Saved data entries.
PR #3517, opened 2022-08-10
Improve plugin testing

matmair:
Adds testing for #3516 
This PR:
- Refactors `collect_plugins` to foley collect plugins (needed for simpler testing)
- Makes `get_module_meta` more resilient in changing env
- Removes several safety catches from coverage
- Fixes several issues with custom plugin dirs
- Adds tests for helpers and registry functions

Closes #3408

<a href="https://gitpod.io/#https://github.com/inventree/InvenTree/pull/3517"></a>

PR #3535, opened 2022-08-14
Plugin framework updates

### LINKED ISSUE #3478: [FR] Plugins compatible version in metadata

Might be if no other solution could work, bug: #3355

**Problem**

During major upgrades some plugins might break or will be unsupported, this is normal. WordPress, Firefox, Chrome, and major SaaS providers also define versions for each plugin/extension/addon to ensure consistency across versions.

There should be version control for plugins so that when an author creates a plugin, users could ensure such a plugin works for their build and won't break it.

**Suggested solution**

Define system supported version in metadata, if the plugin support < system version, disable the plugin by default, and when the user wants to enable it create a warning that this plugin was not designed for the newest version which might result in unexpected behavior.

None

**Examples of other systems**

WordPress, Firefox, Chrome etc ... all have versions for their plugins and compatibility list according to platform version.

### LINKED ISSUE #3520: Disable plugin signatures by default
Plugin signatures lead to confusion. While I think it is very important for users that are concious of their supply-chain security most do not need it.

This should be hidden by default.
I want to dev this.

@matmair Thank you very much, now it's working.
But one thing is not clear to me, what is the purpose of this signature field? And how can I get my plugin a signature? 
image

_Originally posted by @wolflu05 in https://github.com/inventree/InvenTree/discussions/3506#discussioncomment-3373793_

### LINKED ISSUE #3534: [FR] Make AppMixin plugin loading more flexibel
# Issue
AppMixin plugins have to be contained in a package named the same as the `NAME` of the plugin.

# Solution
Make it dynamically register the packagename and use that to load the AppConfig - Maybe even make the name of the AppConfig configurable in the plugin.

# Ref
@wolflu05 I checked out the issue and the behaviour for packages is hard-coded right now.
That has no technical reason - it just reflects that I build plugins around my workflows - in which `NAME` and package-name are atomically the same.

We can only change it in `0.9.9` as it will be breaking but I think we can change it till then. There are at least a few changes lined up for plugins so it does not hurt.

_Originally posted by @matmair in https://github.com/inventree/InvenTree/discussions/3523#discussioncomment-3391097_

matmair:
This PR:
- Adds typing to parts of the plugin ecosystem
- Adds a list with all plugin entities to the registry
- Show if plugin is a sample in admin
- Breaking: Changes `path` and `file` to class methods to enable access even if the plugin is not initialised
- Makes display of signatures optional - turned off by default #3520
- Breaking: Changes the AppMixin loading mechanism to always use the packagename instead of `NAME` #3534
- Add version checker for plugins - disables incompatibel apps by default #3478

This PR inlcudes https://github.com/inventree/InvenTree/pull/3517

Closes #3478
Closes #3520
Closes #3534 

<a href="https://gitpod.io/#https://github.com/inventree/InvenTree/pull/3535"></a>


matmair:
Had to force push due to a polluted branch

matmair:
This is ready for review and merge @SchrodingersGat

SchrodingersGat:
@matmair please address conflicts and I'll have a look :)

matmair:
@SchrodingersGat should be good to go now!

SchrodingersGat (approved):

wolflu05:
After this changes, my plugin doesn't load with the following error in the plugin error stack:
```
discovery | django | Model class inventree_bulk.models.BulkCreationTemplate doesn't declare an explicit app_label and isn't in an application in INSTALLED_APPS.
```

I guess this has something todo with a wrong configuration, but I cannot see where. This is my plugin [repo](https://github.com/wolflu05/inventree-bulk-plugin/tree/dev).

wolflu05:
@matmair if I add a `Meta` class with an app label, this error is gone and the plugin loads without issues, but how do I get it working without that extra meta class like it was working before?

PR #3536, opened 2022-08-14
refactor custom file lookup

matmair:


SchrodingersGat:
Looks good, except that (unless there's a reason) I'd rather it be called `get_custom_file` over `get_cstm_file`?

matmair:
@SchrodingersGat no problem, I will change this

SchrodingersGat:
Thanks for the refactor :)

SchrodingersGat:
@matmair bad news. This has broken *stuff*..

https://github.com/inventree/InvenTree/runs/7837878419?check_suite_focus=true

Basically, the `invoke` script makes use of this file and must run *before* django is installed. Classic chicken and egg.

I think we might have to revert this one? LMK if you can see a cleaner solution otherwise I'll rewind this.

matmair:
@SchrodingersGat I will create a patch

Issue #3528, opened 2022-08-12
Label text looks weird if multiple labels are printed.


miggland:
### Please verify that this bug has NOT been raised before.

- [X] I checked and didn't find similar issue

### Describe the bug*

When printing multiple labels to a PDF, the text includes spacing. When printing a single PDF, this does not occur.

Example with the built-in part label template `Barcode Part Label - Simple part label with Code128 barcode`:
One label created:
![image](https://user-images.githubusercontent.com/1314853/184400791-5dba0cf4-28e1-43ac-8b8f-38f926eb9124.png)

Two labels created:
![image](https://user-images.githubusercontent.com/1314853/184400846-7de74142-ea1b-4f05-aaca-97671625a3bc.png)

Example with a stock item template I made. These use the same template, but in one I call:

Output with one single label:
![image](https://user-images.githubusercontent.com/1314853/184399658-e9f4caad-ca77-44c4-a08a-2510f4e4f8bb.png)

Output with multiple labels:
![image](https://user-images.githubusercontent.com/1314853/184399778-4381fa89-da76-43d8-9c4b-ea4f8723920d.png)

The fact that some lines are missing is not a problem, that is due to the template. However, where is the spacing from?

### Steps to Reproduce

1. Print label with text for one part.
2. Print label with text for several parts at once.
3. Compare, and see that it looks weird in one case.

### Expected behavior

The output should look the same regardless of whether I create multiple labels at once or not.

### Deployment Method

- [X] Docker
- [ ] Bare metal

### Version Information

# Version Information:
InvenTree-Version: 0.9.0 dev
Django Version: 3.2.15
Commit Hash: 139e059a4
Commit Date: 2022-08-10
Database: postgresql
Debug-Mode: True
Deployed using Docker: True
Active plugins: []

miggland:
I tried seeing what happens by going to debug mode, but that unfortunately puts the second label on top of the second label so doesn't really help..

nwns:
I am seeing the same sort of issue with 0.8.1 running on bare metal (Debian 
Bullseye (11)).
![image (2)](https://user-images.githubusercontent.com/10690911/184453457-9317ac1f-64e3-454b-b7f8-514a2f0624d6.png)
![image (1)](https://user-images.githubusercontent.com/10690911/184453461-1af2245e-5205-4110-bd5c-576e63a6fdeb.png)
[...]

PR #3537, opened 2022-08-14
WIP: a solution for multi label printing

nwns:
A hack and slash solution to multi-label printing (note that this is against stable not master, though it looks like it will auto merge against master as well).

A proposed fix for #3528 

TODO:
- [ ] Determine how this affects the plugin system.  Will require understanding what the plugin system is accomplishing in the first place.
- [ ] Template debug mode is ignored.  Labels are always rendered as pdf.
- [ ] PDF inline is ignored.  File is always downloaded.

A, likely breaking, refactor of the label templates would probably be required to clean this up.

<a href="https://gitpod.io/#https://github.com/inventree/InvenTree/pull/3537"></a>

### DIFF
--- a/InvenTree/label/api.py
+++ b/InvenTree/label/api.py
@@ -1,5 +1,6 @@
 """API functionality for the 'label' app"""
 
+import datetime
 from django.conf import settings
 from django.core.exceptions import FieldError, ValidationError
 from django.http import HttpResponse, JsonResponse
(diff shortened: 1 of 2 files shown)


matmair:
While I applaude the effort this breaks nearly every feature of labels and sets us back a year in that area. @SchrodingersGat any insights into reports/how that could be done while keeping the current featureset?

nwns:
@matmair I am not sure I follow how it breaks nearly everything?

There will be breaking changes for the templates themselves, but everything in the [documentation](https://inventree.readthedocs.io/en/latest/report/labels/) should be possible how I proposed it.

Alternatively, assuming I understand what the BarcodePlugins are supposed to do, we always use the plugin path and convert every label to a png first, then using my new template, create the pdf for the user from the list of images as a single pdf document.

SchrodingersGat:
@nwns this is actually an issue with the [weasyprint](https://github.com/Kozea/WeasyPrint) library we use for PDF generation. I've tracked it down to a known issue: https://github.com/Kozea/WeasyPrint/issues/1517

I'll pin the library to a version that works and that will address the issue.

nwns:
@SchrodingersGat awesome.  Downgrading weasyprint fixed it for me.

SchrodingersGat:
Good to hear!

Action item.
Every line above carrying the word "created" needs to be shown.

Solution for this task.
One label created:
Two labels created:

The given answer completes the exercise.